Contributed by merdely on from the essense-sucking-backup-daemon dept.

I've been a Bacula user for about 2 1/2 years. It's a pretty good backup system that comprises four main components: file daemon, storage daemon, director and bconsole. bacula-fd is the agent that is installed on the systems you want to back up. bacula-sd is installed on the system that hosts the backup device (tape drive). bacula-dir is the backup management system that controls and directs the backup processes. bconsole is the management tool for backup admins to manage bacula.

I was disappointed to find that bacula was not supported on OpenBSD and set up a Fedora Core 2 box to host my backup server. I was able to create an "in-house" bacula-fd port so I could backup my OpenBSD boxes. Several months ago when my bacula server's MySQL took a dump during backups, I had to either restore my bacula catalog (which previously took 7 days) or start from scratch. I decided to move to pgsql instead of mysql and wanted to try to port bacula to OpenBSD. I had a working port under 4.0-current but ran into a couple problems: the speed in which backup wrote to tape was about 7x slower than the Linux server (same hardware) and bacula could not append to tapes (only overwrite).
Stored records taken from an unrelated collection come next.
PR #665, opened 2020-07-09
Disable implicit move constructors for wrapper structs

### LINKED ISSUE #659: Implicit conversion of ResultValue<Pipeline> to Pipeline not working
vk::Pipeline _graphicsPipeline;

...

_graphicsPipeline = _device.createGraphicsPipeline(nullptr, graphicsPipelineCreateInfo);

for some reason this fails with 'operator =' is ambiguous.

vulkan version 1.2.141.2

mocabe:
This PR disables implicitly generated move constructors for handles and structs.
Should fix #659.

### DIFF
--- a/VulkanHppGenerator.cpp
+++ b/VulkanHppGenerator.cpp
@@ -3192,6 +3192,8 @@ ${enter}  class ${className}
       : m_${memberName}(VK_NULL_HANDLE)
     {}
 
+    VULKAN_HPP_CONSTEXPR ${className}( const ${className}& ) VULKAN_HPP_NOEXCEPT = default;
+
     VULKAN_HPP_CONSTEXPR ${className}( std::nullptr_t ) VULKAN_HPP_NOEXCEPT
       : m_${memberName}(VK_NULL_HANDLE)
     {}
--- a/VulkanHppGenerator.cpp
+++ b/VulkanHppGenerator.cpp
@@ -3192,7 +3192,7 @@ ${enter}  class ${className}
       : m_${memberName}(VK_NULL_HANDLE)
     {}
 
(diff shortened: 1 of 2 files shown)


mocabe:
@tksuoran Thank you for pointing that out!

asuessenbach:
I think, as we currently can't find a complete solution to the implicit-cast issue on ResultValue<Type> (see #680), this PR can be closed out.

mocabe:
@asuessenbach I agree that implicit conversions are source of headache, but I think removing them at this point is not ideal solution either. Can't we provide some mitigations and let them being deprecated for some time for users?  
Also, I believe this PR can fix some of these issues at least, do you have any opinion on this?

mtavenrath:
@mocabe The biggest issue I see is that different compilers behave different. On clang/gcc all issues (except maybe for the std::vector return value) have been solved. On msvc we haven't been able to solve a const T& vs. T&& ambiguity. Do you think that it's a good idea to let code compile on linux where people most likely use gcc which fails on windows with msvc later on?

mocabe:
@mtavenrath I don't think there's reasonable fix for this even when all compilers works correctly, so removing implicit conversions is the right way I guess. However, I'm concerned about that removing it right away breaks a lot of existing codes, as we see many bug reports which indicates there're considerable amount of them written based on these conversions. Not fixing the bug might be okay, but I think we can be a little bit more sensible about breaking the API itself.

Here's what I think the most gentle solution:
* (In next release) Fix some of common ambiguous errors, if not all of them. Deprecate implicit conversions (`[[deprecated]]` can be used).
* (In future release) Remove them entirely.

asuessenbach:
@mocabe I think, that's a good approach. I'll mark the implicit cast-operators in #680 as deprecated, for now.

asuessenbach:
Closing this out, as it is resolved by #680 now.

PR #675, opened 2020-07-15
Rename CMake variable for Vulkan registry

tksuoran:
This is change is part of my effort to make Vulkan github projects work better as CMake subprojects using git submodules.

`VulkanRegistry_DIR` and `VulkanHeaders_INCLUDE_DIRS` is what `Vulkan-Tools/cmake/FindVulkanHeaders.cmake` uses.

```
# This module is intended to be used by projects that build Vulkan
# "system" components such as the loader and layers.
```

As a side note, it seems like Vulkan-Hpp should also use `FindVulkanHeaders.cmake` like Vulkan-Tools does. I do this in my CMake parent project, which is what makes these variables `VulkanRegistry_DIR` and `VulkanHeaders_INCLUDE_DIRS` work here for me.

### DIFF
--- a/CMakeLists.txt
+++ b/CMakeLists.txt
@@ -55,20 +55,20 @@ endif(MSVC)
 
 set(CMAKE_CXX_STANDARD 11)
 
-if (NOT DEFINED VULKAN_HPP_VULKAN_HEADERS_SRC_DIR)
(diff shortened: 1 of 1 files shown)


asuessenbach:
Thanks a lot for you pull-request.
I'ld like to keep VULKAN_HPP_VULKAN_HEADERS_SRC_DIR and VULKAN_HPP_PATH as a backup though.
Would you please adjust your PR to handle that?

asuessenbach:
I've done a PR with back-up right now, rendering this one obsolete.
Nevertheless, thanks a lot for your help!

PR #678, opened 2020-07-16
Provide implicit conversions from ResultValue to value type.

asuessenbach:


asuessenbach:
@everyone: as we can't manage to get that implicit cast from ResultValue<Type> to Type working (especially with vectors of stuff and UniqueHandles), we think we stop this approach here.
That is, if you get a ResultValue<Type> from a vulkan-hpp function, you have to handle that explicitly.
If you have any thoughts on this, please let us know!

PR #679, opened 2020-07-17
Make struct copy constructors explicit

tksuoran:
This removes compiler warnings about implicit copy constructors being deprecated.


asuessenbach:
I think, with the removal of the implicit cast operators of ResultValue (see #680), this PR gets outdated?

asuessenbach:
Closing this, as it is resolved by #680 now.

PR #314, opened 2015-11-19
Don't request stop_autorebuild_if_disabled or sendmail plugins unless there are triggers

twaugh:


twaugh:
The `sendmail` plugin also needs to be removed. Working on that.

twaugh:
Investigating failure.

mmilata:
LGTM, merged.

PR #316, opened 2015-11-19
Revert implicit labels to the old standard

mmilata:
Partially reverts 36e1bef6c85f685484cc1c07db524555bebfc528. Related to #266.

When new labels were used with old a-r the result was mix of old (provided by a-r/Dockerfile) and new (provided by osbs-client) labels.

During the migration to the new set, we should:
- use the old set in osbs-client
- use the alias feature of atomic-reactor to add new-style alias for the
  old label.

### DIFF
--- a/osbs/build/build_request.py
+++ b/osbs/build/build_request.py
@@ -471,15 +471,15 @@ class ProductionBuild(CommonBuild):
 
     def render_add_labels_in_dockerfile(self):
         implicit_labels = {
-            'vendor': self.spec.vendor.value,
-            'com.redhat.build-host': self.spec.build_host.value,
-            'authoritative-source': self.spec.authoritative_registry.value,
+            'Vendor': self.spec.vendor.value,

Given that my backup window was quickly approaching, I had to ditch my OpenBSD porting work and install Linux. As soon as I told the Fedora installer to format my disk, I realized that I didn't backup my bacula port. <insert forehead slap here />

With the hackathon approaching, I wanted to get the port working so people could test it and hopefully improve its speed and ability to append to tapes. Since the hackathon, we've done a lot of testing and tweaking.

I started with my bacula-fd port (which employed the --enable-client-only configure options) and worked from there. The biggest hurdle I faced was creating a single port with multi-packages (-client, -server) where -server supported the different backend flavors that bacula uses (postgresql, mysql, sqlite3 and sqlite). Because the hackathon was approaching quickly and I couldn't figure out how to work out the multi-packages/flavors issues, I made two ports: bacula-client and bacula-server. Obviously this is not the desired solution, but it got me going.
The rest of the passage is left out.